There is that sort of thing; people want to go back a couple of generations: “I wish it was the way things were—the good old days.” I remember the ‘50s and ‘60s. There were kids going to school walking up a hill with metal calipers on their legs because they got polio. Everybody had a friend with a clanking leg. “The good old days.” Somebody’s mum would go into hospital with cancer on a Monday and she was dead by the Wednesday. “The good old days.” I think the idealism is they just want to go back to the last time that they were the only people ever saying anything, when the likes of Obama were meant to avert their eyes if they walked by. Well, guess what? Those times are gone.
Hopefully.
The shame about it as well, though, is even amongst some of the people whose opinions I find to be a bit shallow and spiteful there is also a great deal of common humanity. You can sit and talk in a bar or a truck stop, find whichever American you sit next to and have a pretty open conversation. You can share quite a lot of information. You can focus on what you might have in common and share stories. You don’t know what party they support; they don’t know what party you support. I’ve found that just in terms of general human kindness people are very open in America.
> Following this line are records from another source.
PR #3406, opened 2024-04-18
allow for non-Window WailsEvent listeners

tmclane:
- adds a RegisterListener function on the App struct such that code can listen for WailsEvent(s) even if it isn't a Window

An assumption is made such that Window(s) are implicit listeners and therefore they also are always delivered all WailsEvent(s).

The intent here is to allow for non-Window listeners to be able to register for these events without being a Window itself opening up the ability of plugins or other code that wishes to receive **ALL** `WailsEvent(s)` such that they can be processed.

### DIFF
--- a/v3/pkg/application/application.go
+++ b/v3/pkg/application/application.go
@@ -789,7 +789,7 @@ func (a *App) dispatchEventToListeners(event *WailsEvent) {
 	listeners := a.wailsEventListeners
 
 	for _, window := range a.windows {
-		listeners = append(listeners, window)
+		window.DispatchWailsEvent(event)
 	}
 
 	for _, listener := range listeners {
--- a/v3/pkg/application/application.go
+++ b/v3/pkg/application/application.go
@@ -76,7 +76,7 @@ func New(appOptions Options) *App {
 	result.logStartup()
 	result.logPlatformInfo()
 
-	result.Events = NewWailsEventProcessor(result.dispatchEventToWindows)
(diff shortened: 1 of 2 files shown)


leaanthony (approved):

leaanthony (changes requested):
Let's use an interface for the listeners so it can handle both window and plugins

leaanthony:
I need to uninstall GitHub mobile because it's way hard to properly review using it 🤣😅

v3/pkg/application/application.go
```diff
@@ -774,9 +785,15 @@ func SaveFileDialogWithOptions(s *SaveFileDialogOptions) *SaveFileDialogStruct {
 	return result
 }
 
-func (a *App) dispatchEventToWindows(event *WailsEvent) {
+func (a *App) dispatchEventToListeners(event *WailsEvent) {
+	listeners := a.wailsEventListeners
+
 	for _, window := range a.windows {
-		window.DispatchWailsEvent(event)
+		listeners = append(listeners, window)
```
leaanthony, line 792:
```suggestion
		window.DispatchWailsEvent(event)
```

leaanthony: Either we add the windows to the listeners when they are created or just dispatch to them explicitly. Given that windows can come and go, it's probably better to do that the original way (explicitly).

leaanthony (approved):

Issue #3409, opened 2024-04-19
Please add Goland support


Czyhandsome:
### Describe the solution you'd like

Please add Goland support, now that Wails have vscode support now.

leaanthony:
`-ide goland`
I notice the docs need updating. Thanks 👍

jordanamr:
This can now be closed

leaanthony:
Not currently.

mkirl:
Can I have support for both IDEs? Also if i have an existing project can i just add the files that the ide flag generates work in order to get that support

leaanthony:
There's no plans to add support for both in the same project but you're welcome to create a PR for it. Copying files is not a solution as they have project specific values in them 👍

PR #3416, opened 2024-04-21
docs: add goland option in IDE section

DiegPS:
# Description

Add the possibility for anyone to know that goland can also be used with the `-ide goland` by a brief mention in the documentation

Fixes # (https://github.com/wailsapp/wails/issues/3409)

## Type of change


leaanthony (changes requested):
Could you please add this (and your other PR) to the un-versioned documentation so we don't lose it after a version upgrade please 🙏

PR #3457, opened 2024-05-05
Improved window parameter handling

leaanthony:
Original PR: https://github.com/wailsapp/wails/pull/3424

# Description

** This PR has been opened up to start a discussion on what the right solution is **

There will be times when you want to know what window made a call to a bound method. This PR offers 2 solutions for 2 different scenarios:

1. When a bound method uses a standard `context.Context` in the first parameter, the context will have a value "window" which will return the calling window.
2. For scenarios where you want to call these methods from Go, you can simply use an `application.Window` as the first parameter. It will always be populated with the calling window if called from JS. 

The `binding` example has been updated to show both usages.


leaanthony:
Closing in favour of a simpler PR

PR #3467, opened 2024-05-08
V3 feature/webkit2 40 41

tmclane:
V3 update to support webkit2 4.0 and 4.1.
The default in this case is 4.1.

Florida, there’s a good example. You break down on the side of the freeway in Florida in the pouring rain, you might only sit there five or 10 minutes before a complete stranger parks his car and strolls back to you — and gets soaking wet in the process — to ask you if you need any help. We’d do that in England and it’d be like three years later somebody would phone to say, “I think there’s a skeleton sitting in a car.”
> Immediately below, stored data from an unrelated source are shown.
PR #5636, opened 2026-06-20
Fix/v3/windows: Move resizePending from the package scope to be a per-window field on the windowsWebviewWindow struct

sinspired:
# Description

Please include a summary of the change and which issue is fixed. Please also include relevant motivation and context. List any dependencies that are required for this change.

Fixes # (issue)

## Type of change
  
# How Has This Been Tested?
  
- [x] Windows
- [ ] macOS
- [ ] Linux
      
## Test Configuration

# Checklist:

## Summary by CodeRabbit

* **Bug Fixes**
  * Improved WebView resize handling for frameless windows during minimization
  * Enhanced DPI synchronization during minimize/restore operations, reducing redundant updates
  * Fixed crash risk during window minimize/restore transitions
  * Optimized DPI change detection timing

### DIFF
--- a/v3/pkg/application/webview_window_windows.go
+++ b/v3/pkg/application/webview_window_windows.go
@@ -76,6 +76,14 @@ type windowsWebviewWindow struct {
 	// Used to prevent unnecessary redraws during minimize/restore operations
 	isMinimizing bool
 
+	// dpiBeforeMinimise records the window's DPI immediately before it entered
+	// the minimised state, so that on restore we can tell whether the DPI
+	// genuinely changed while the window was parked (the cross-monitor #5544
+	// scenario), as opposed to unconditionally touching WebView2's Controller3
+	// rasterization-scale APIs on every single minimise/restore cycle, even on
+	// a single-monitor, single-DPI setup where nothing needs correcting.
+	dpiBeforeMinimise w32.UINT
+
 	// lastSizeWParam is the wParam from the most-recent WM_SIZE message.
 	// Gate the dark-menubar force-repaint on a state transition so it does not fire
 	// on every SIZE_RESTORED during live drag-resize. WM_ENTERSIZEMOVE/WM_EXITSIZEMOVE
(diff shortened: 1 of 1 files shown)


taliesin-ai:
Thanks for digging into the mixed-DPI minimize/restore crashes — this is a real problem area. Reviewing against current `master`, though, most of this PR has been overtaken by other changes that have landed since it was opened, so it'll need a rebase before it can be considered:

- **The titled change (package-scope `resizePending` → per-window field)** no longer applies: `resizePending` has been removed from `webview_window_windows.go` entirely, so there's nothing left to refactor.
- **The `if !w.isMinimizing` guards** around the rasterization-scale resync are already present on `master`.
- **The `GetClientRect` nil-guard** in the WM_ERASEBKGND paint is currently dead code: `w32.GetClientRect` (`v3/pkg/w32/user32.go`) **panics** on failure rather than returning `nil`, so `rc != nil` is always true. (The same inert nil-check already exists in `convertWindowToWebviewCoordinates`.) The real fix for that transient-state crash is to make `GetClientRect` return `nil`/error instead of panicking, then make both guards live — that's a separate change with a caller audit.

The one piece that looks genuinely new is the `dpiBeforeMinimise` delta-optimization (skip the Controller3 resync when DPI hasn't actually changed). If you'd like to pursue that, could you rebase onto `master` and split it into a focused PR? It'd also help to have a concrete repro for the "blank/crash on ordinary minimise/restore" regression it's meant to address, since that path was verified by the #5544 reporters on the current approach.

I'd suggest closing this in favor of a rebased follow-up. Thanks again — happy to review the smaller version.

taliesin-ai:
Thanks for this, @sinspired. The main change here — moving `resizePending` from package scope to a per-window field — has unfortunately been overtaken: #5596 removed the resize-debounce mechanism entirely (so there's no longer a shared `resizePending` to move), and #5616 reworked the DPI-on-restore path this also touched. So the PR as a whole no longer applies.

But your nil-rect guard before `FillRect` in `WM_ERASEBKGND` was a real, still-unfixed crash hardening — master still calls `FillRect` with an unchecked `GetClientRect`. I've salvaged exactly that into #5687, credited to you. Closing this in favour of that. Appreciate the careful work. 🙏

PR #5635, opened 2026-06-20
Fix/V3/Windows: blank content and crash when restoring minimized window (introduced by #5572)

sinspired:
Fix a Windows regression introduced by #5572 where restoring a minimized window could leave the content area blank,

There’s something terribly open about American people that it’s a shame that the political process seems to drive them — at the moment at least — to such mean-spiritedness and hatred toward one another. That’s the bit that disappoints me most. You see a great American sports team at the Olympics, all different shapes and sizes and colors, probably different political affiliations as well. But they work as a team and they’re often the best in the world. And even though I’m not a military man myself it must be said that the American Army seems to draw from all sorts of different types of people, and when they work as a team they are capable of kicking some ass. What is it about America that makes us forget that we make a good team?